Required work —
Scan the material below and count each line with the string "well". Reply with the count alone.

Information —
PR #9578, opened 2021-08-25
Fixes #32816 - Leave smart proxy sync in warning if gateway container update fails

rverdile:
Previously, during a smart proxy sync if a gateway container update failed the whole sync would fail, because the container update was happening during planning.

This moves the container update from the planning phase to the running phase, so if the update fails, the smart proxy sync will end with a warning.

One way to test is creating a smart proxy to test with and adding it in Infrastructure > Smart Proxy. Then put `fail [fail message]` in the `sync_container_gateway` method of `sync_capsule.rb`. When syncing the smart proxy, the task should fail but be left in the warning state.

### DIFF
--- a/app/models/katello/concerns/smart_proxy_extensions.rb
+++ b/app/models/katello/concerns/smart_proxy_extensions.rb
@@ -4,6 +4,7 @@ require 'proxy_api/pulp_node'
 
 module Katello
   module Concerns
+    # rubocop:disable Metrics/ModuleLength
     module SmartProxyExtensions
       extend ActiveSupport::Concern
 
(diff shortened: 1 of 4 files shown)


ianballou:
Looking good to me! I agree with @jlsherrill that we should move those two methods.

rverdile:
@ianballou updated

app/models/katello/concerns/smart_proxy_extensions.rb
```diff
@@ -110,18 +111,44 @@ def self.sync_needed?(environment)
...
+            next if repo.container_repository_name.nil?
+            inner_repo_list << { repository: repo.container_repository_name,
+                                 auth_required: !unauthenticated_container_repositories.include?(repo.id) }
+          end
+          user_repo_map[:users] << { user.login => inner_repo_list }
+        end
         ProxyAPI::ContainerGateway.new(url: self.url).user_repository_mapping(user_repo_map)
       end
 
+      def update_unauthenticated_repo_list(repo_names)
```
ianballou, line 148: I believe this method can actually be removed. We aren't using it anymore.

test/models/concerns/smart_proxy_extensions_test.rb
```diff
@@ -69,6 +71,21 @@ def test_rhsm_url_pulp_primary
     def test_rhsm_url_pulp_mirror
       assert_includes @proxy_mirror.rhsm_url, ":8443/rhsm"
     end
+
+    def test_sync_container_gateway
```
ianballou, line 75: This test is no longer testing arguments like it used to.  I think we could still test the args by not stubbing out `:update_container_repo_list` and `:update_container_repo_list` and instead putting expectations on `ProxyAPI::ContainerGateway.new(url: self.url).repository_list` and `ProxyAPI::ContainerGateway.new(url: self.url).user_repository_mapping(user_repo_map)`.   Those methods could have their input args tested like the old test did.

test/models/concerns/smart_proxy_extensions_test.rb
```diff
@@ -69,6 +71,21 @@ def test_rhsm_url_pulp_primary
...
+      environment = katello_environments(:library)
+
+      with_pulp3_features(capsule_content.smart_proxy)
+      capsule_content.smart_proxy.add_lifecycle_environment(environment)
+
+      capsule_content.smart_proxy.expects(:update_container_repo_list).returns(true)
+      capsule_content.smart_proxy.expects(:update_user_container_repo_mapping).returns(true)
+      capsule_content.smart_proxy.expects(:container_gateway_users).returns(::User.where(login: 'secret_admin'))
+
+      capsule_content.smart_proxy.update_container_repo_list
```
ianballou, line 85: You could probably move `sync_container_gateway` into the smart proxy extensions as well.  Then you could run it directly.

test/models/concerns/smart_proxy_extensions_test.rb
```diff
@@ -69,6 +71,21 @@ def test_rhsm_url_pulp_primary
...
+      users = capsule_content.smart_proxy.update_user_container_repo_mapping
```
ianballou, line 86: `users` should be fetched from `smart_proxy.container_gateway_users`.  That won't matter though if you run `sync_container_gateway` directly instead of running its individual methods.

ianballou:
Once the test is updated I'm all good with this. The PR is working well now with the container gateway

rverdile:
@ianballou updated

rverdile:
[test katello]

ianballou (approved):
Looks good to me! Those errors are happening on master too...

rverdile:
[test katello]

rverdile:
[test katello]

rverdile:
[test katello]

Expected answer —
2